Issue #1778, opened 2021-02-02
No stack trace visible in debug log


dsherry:
RE #1710 : when there's an error during automl search, our logger says the full stack trace is visible in `evalml_debug.log`, but its not there!

We should find a way to include the stack trace

#1174 tracks overhauling our logging strategy altogether. But this issue can be closed out first, independent of #1174.

@jeremyliweishih FYI since this would simplify error debugging in LG

PR #1838, opened 2021-02-12
Engine API

### LINKED ISSUE #1296: Add Search Engine API

dsherry:
Fix #1296 

Changes
* Add `EngineBase` base class to define engine interface, and `SequentialEngine` which preserves existing behavior, evaluates pipelines in series
* Define `_pre_evaluation_callback` for logging and `_post_evaluation_callback` to add evaluation results to `AutoMLSearch`
* Move `AutoMLSearch. _compute_cv_scores` to `EngineBase.train_and_score_pipeline` as a `staticmethod`
* Refactored the `AutoMLSearch` binary threshold tuning logic into `tune_binary_threshold` so it could be reused. Fixed bug where all bin class pipelines were getting a threshold of 0.5 -- [now will get `None`](https://github.com/alteryx/evalml/pull/1838/files#diff-068c8096e3b254dc70a1399ca4a70f74aea2f8e17e03ae111460078891bf4c7eR2107) as was the original intent.
* Tweak criterion for doing bin threshold tuning to apply to timeseries binary classification as well.
* Now that `AutoMLSearch` constructor expects data, move much of the `search` setup logic into the constructor to simplify the behavior.
* Have `AutoMLAlgorithm.add_result` raise error if pipeline is unrecognized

• _Task to complete_
Would you output all the records above exactly as written?

• _Your response_
Issue #1778, opened 2021-02-02
No stack trace visible in debug log


dsherry:
RE #1710 : when there's an error during automl search, our logger says the full stack trace is visible in `evalml_debug.log`, but its not there!

We should find a way to include the stack trace

#1174 tracks overhauling our logging strategy altogether. But this issue can be closed out first, independent of #1174.

@jeremyliweishih FYI since this would simplify error debugging in LG

PR #1838, opened 2021-02-12
Engine API

### LINKED ISSUE #1296: Add Search Engine API

dsherry:
Fix #1296 

Changes
* Add `EngineBase` base class to define engine interface, and `SequentialEngine` which preserves existing behavior, evaluates pipelines in series
* Define `_pre_evaluation_callback` for logging and `_post_evaluation_callback` to add evaluation results to `AutoMLSearch`
* Move `AutoMLSearch. _compute_cv_scores` to `EngineBase.train_and_score_pipeline` as a `staticmethod`
* Refactored the `AutoMLSearch` binary threshold tuning logic into `tune_binary_threshold` so it could be reused. Fixed bug where all bin class pipelines were getting a threshold of 0.5 -- [now will get `None`](https://github.com/alteryx/evalml/pull/1838/files#diff-068c8096e3b254dc70a1399ca4a70f74aea2f8e17e03ae111460078891bf4c7eR2107) as was the original intent.
* Tweak criterion for doing bin threshold tuning to apply to timeseries binary classification as well.
* Now that `AutoMLSearch` constructor expects data, move much of the `search` setup logic into the constructor to simplify the behavior.
* Have `AutoMLAlgorithm.add_result` raise error if pipeline is unrecognized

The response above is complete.